Apple on the attack! Company cites sideloading for platform’s malware woes

It’s no secret that the late Steve Jobs despised Android and considered it to be a blatant rip-off of iOS. Jobs famously said that he wanted to destroy Android and would do so even if he had to wipe out Apple’s cash assets. To the average layman, both operating systems appear to be similar but there are huge differences as phone enthusiasts know.

Apple blames Android malware on the platform’s ability to sideload apps

Where iOS is, to use the typical cliche, a “walled garden,” Android is open giving users the opportunity to customize their devices to their liking. And while Apple has borrowed from Android recently (the use of homescreen widgets, the new customizable lock screen coming in iOS 16 are two examples), one Android feature that Apple is adamant about never offering, is the ability to sideload apps.

Android users have the ability to install apps from third-party app stores. This is called sideloading and Apple has been under pressure from governments at home and abroad to allow it on the iPhone. The recently passed Digital Markets Act (DMA) in Europe could force Apple to allow sideloading on its devices (along with providing some sort of cross-platform support for messaging and allowing third-party payment options for iOS apps).

Not that sideloading is without its issues. Allowing the use of third-party app stores out of Apple’s control could lead iPhone users to accidentally install malware on their handsets. The Senate Judiciary Committee has called Apple’s stance on sideloading “unfounded, disingenuous, and dishonest.” But Apple has returned service with a strongly written letter of its own to the committee which was obtained by 9to5Mac.
The letter, dated March 3rd, was signed by Apple’s senior director of government affairs Timothy Powderly, The letter points out that of the top 20 Android malware apps listed in Nokia’s 2021 report (which covers 99% of the Android malware detected by Nokia), “not a single one appeared to use a “technical exploit” to get onto the device or perform its attack. These apps all worked within the security boundary of the operating system, with no exploit required.”

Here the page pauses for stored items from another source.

PR #6757, opened 2025-10-17
feat(chat): add fallbacks for unhandled tools

FabienMotte:
**Summary**

This PR adds fallbacks for unhandled tools:
- In development, it throws an error asking the user to provide a tool implementation using the `tools` prop.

The letter notes that security researchers at Kaspersky came to the same conclusion. Kaspersky blamed the malware found on Android phones as the result of cybercriminals “passing a malicious application off as another, popular and desirable one. All they need to do is correctly identify the application, or at least, the type of applications, that are currently in demand.”

Apple asks Congress to keep the status quo

You can read what is going on here. In an effort to defend its no-sideloading policy, Apple is blaming sideloading for all of Android’s malware woes. Apple’s Powderly wrote, “On Android, apps offered outside of the official store and claiming to help protect users’ security turn out, with some frequency, to be malware. For example, it was recently found that an
Android app claiming to be a two-factor authenticator was also used to deliver malware designed to steal sensitive financial data from the user.”

In a comment directed to cryptographer Bruce Schneier, who told lawmakers that Apple’s concerns about sideloading were “unfounded,” the letter states, “Mr. Schneier is correct that ‘sophisticated malware,’ often used by state-sponsored attackers, can bypass device security controls. But on iPhone, such sophisticated malware is highly complex, costs millions of dollars to develop, and often has a short shelf life. While Apple works hard to protect users from every threat, including this type of malware, the vast majority of users will never be targeted by such attacks.”

Apple adds that “To focus the discussion on this rare threat misses what is actually harming millions of users every day on other mobile platforms: social engineering attacks, a threat that the Apple App Store has been incredibly effective at suppressing.” The letter ends with a message pointed at lawmakers: “We hope Congress will preserve consumers’ ability to chose the safest option for themselves and their families.”